Optimized Solution with Union-Find Data Structure
This problem is a perfect application of the Union-Find (or Disjoint Set Union) data structure, which helps efficiently manage and merge disjoint sets. Here’s a breakdown of the approach I used:
Strategy: Union-Find Initialization:
Use two arrays: parent to store the parent of each node, and size to store the size of each set. Initially, each node is its own parent, and each set has a size of 1. Path Compression in Find Operation:
Implement the find function with path compression to flatten the structure, making future operations faster. Union by Size:
During the union operation, always attach the smaller tree under the root of the larger tree to maintain a balanced structure. Query Operation:
Use the find function to determine the root of a node and return the size of the set that the root belongs to. Python Implementation: python Copy code class UnionFind: def init(self, n): self.parent = list(range(n)) self.size = [1] * n
import sys input = sys.stdin.read data = input().split()
n = int(data[0]) q = int(data[1])
uf = UnionFind(n)
index = 2 for _ in range(q): if data[index] == 'M': x = int(data[index + 1]) - 1 y = int(data[index + 2]) - 1 uf.union(x, y) index += 3 elif data[index] == 'Q': x = int(data[index + 1]) - 1 print(uf.get_size(x)) index += 2 Explanation: Initialization: Create a Union-Find structure for n elements, where each element initially points to itself. Union Operation: When merging two communities, connect the roots and update the sizes accordingly. Find Operation: For size queries, find the root of the element and return the size of the set associated with the root. This solution ensures that both union and find operations are efficient, nearly constant time due to path compression and union by size. It’s a robust approach to handle the merging and querying of communities effectively.
Hope this helps others in understanding and solving the problem!
Happy coding!
Great problem to understand the use of the Union-Find (Disjoint Set Union) data structure! Here’s my approach:
Approach: Union-Find Data Structure:
Use two arrays: parent and size. parent[i] points to the parent of node i. If parent[i] == i, i is the root of its set. size[i] keeps track of the size of the set where i is the root. Find Operation with Path Compression:
To find the root of a node, traverse up to its parent until reaching the root. Compress the path by making every node in the path point directly to the root. Union Operation by Size:
When merging two sets, always attach the smaller set under the larger set to keep the tree shallow. Update the size of the new root accordingly. Query Operation:
Use the find operation to determine the size of the community to which a person belongs. Example Code in Python: python Copy code class UnionFind: def init(self, n): self.parent = list(range(n)) self.size = [1] * n
Reading input
import sys input = sys.stdin.read data = input().split()
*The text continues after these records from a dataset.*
PR #977, opened 2025-10-05
Only use wasm_glue on wasm32-unknown-unknown, not WASI

tschneidereit:
The functional change here is a one-line fix, with which all functionality (at least as covered by tests) works under both WASIp1 and p2.

The second commit contains changes to add CI coverage. I'm happy to remove that, or only test one of the targets, if you don't want to spend the CI resources, of course.


Manishearth (commented):
Could you say more about what's broken here? wasm_glue does a bunch of things: it sets up logging and panic handling. WASI targets would also need this type of thing, yes?

I don't mind disabling this for WASI right now; but really what this should be is behind a JS feature, rather than behind a wasm target thing; because these are useful when you wish to use Diplomat-generated code from JS, regardless of the actual platform.

(Don't make that change here, we can make it as a part of stabilizing diplomat-runtime)


I don't think the tests will do much: `cargo test` largely runs tests for the codegen framework; the runtime isn't tested. `cargo make test-js` does runtime testing of the WASM backend; and that would need to be given a `test-js-wasi` mode or something.

tschneidereit:
> Could you say more about what's broken here? wasm_glue does a bunch of things: it sets up logging and panic handling. WASI targets would also need this type of thing, yes?

They wouldn't, no: from this perspective they're basically just normal, vaguely POSIX-y targets that use normal approaches to logging, etc.

> I don't mind disabling this for WASI right now; but really what this should be is behind a JS feature, rather than behind a wasm target thing; because these are useful when you wish to use Diplomat-generated code from JS, regardless of the actual platform.

Agreed, yes: targeting `wasm32-whatever` obviously doesn't guarantee the availability of a `console.log` import, and indeed a feature that not only enables the glue module but also ensures that `wasm-bindgen` is configured properly makes much more sense.

> I don't think the tests will do much: `cargo test` largely runs tests for the codegen framework; the runtime isn't tested. `cargo make test-js` does runtime testing of the WASM backend; and that would need to be given a `test-js-wasi` mode or something.

Yeah, what I really wanted to do here is to show that the `wasip*` targets fully work as already supported native targets do. Meaning it's possible to ship wasm builds of all the different parts and have them behave like their native counterparts.

For the runtime itself, it seems like an okay state of affairs to have the same test coverage as other targets? And see the use case motivating all of this: with this change, `diplomat-runtime` works as expected when used in SpiderMonkey via `icu_cabi`, and passes the test suite for the `Intl` API.

(Also, hi Manish, it's been a very long time! 👋🏻)

Manishearth:
> They wouldn't, no: from this perspective they're basically just normal, vaguely POSIX-y targets that use normal approaches to logging, etc.


Right, I'm talking about WASI-from-JS. I think the real distinction here is "where are you using diplomat from", not "what platform are you using it from", and target(wasm32-unknown-unknown) is a poor proxy for that. It's a fine proxy for the next release of Diplomat.


> Yeah, what I really wanted to do here is to show that the wasip* targets fully work as already supported native targets do. Meaning it's possible to ship wasm builds of all the different parts and have them behave like their native counterparts.

We get used on a lot of strange targets, so I don't think we need to CI these, specifically. We just don't really have `cargo test` tests for such targets.

> (Also, hi Manish, it's been a very long time! 👋🏻)

Hi! Yes, it has, hope stuff is going well for you!

tschneidereit:
> So I'd suggest removing the test changes and keeping the target change. I've already included fixing this as on the cards for diplomat-runtime 1.0 (#958)

Done!

> Hi! Yes, it has, hope stuff is going well for you!

It is, and I hope the same for you!

Manishearth:
Published 0.13.1

tschneidereit:
@Manishearth unfortunately the a `0.13` patch release doesn't help me, because I'd have to update `icu_cabi` in Firefox, then let that percolate through to mozjs some unknown time in the future. That's why I was asking about the `0.8.3` release, specifically. (And I do understand that doing that release is annoying, and apologize for even asking.)

Manishearth:
Published.

Does Gecko have a way to do local patches of vendored code? I _highly_ recommend having such a setup, we use it a lot in Chromium, Android, and internal Google codebases. I know Gecko didn't have that back in the day, but I'm not clear on the current status.

tschneidereit:
> Published.

Thank you! ❤️

> Does Gecko have a way to do local patches of vendored Rust code? I _highly_ recommend having such a setup, we use it a lot in Chromium, Android, and internal Google codebases. I know Gecko didn't have that back in the day, but I'm not clear on the current status.

Gecko by now vendors all Rust code, yes. My use case isn't for Gecko itself though, but for a [project](https://github.com/bytecodealliance/StarlingMonkey/) using/soon to use mozjs. And I really don't want to switch to vendoring things in StarlingMonkey.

n = int(data[0]) q = int(data[1])
uf = UnionFind(n)
index = 2 for _ in range(q): query = data[index] if query == 'M': a = int(data[index + 1]) - 1 b = int(data[index + 2]) - 1 uf.union(a, b) index += 3 elif query == 'Q': a = int(data[index + 1]) - 1 print(uf.get_size(a)) index += 2 Explanation: Initialization: We initialize the Union-Find structure with n elements. Union Operation: For merging communities, we perform the union operation. Find Operation: For querying the size of the community, we use the find operation to locate the root and get the size. This solution efficiently handles both operations in nearly constant time, thanks to path compression and union by size. I hope this helps others understand and solve the problem more effectively!
Happy coding!
Merging communities involves combining separate groups or forums into a unified entity. This process requires careful planning to ensure smooth integration of members, ecommerce photo editing content, and culture. Strategies may include transparent communication, facilitating introductions, and establishing common goals. It's crucial to address concerns, foster collaboration, and preserve the unique identities of each community. Effective merging can create a stronger, more diverse, and vibrant online community.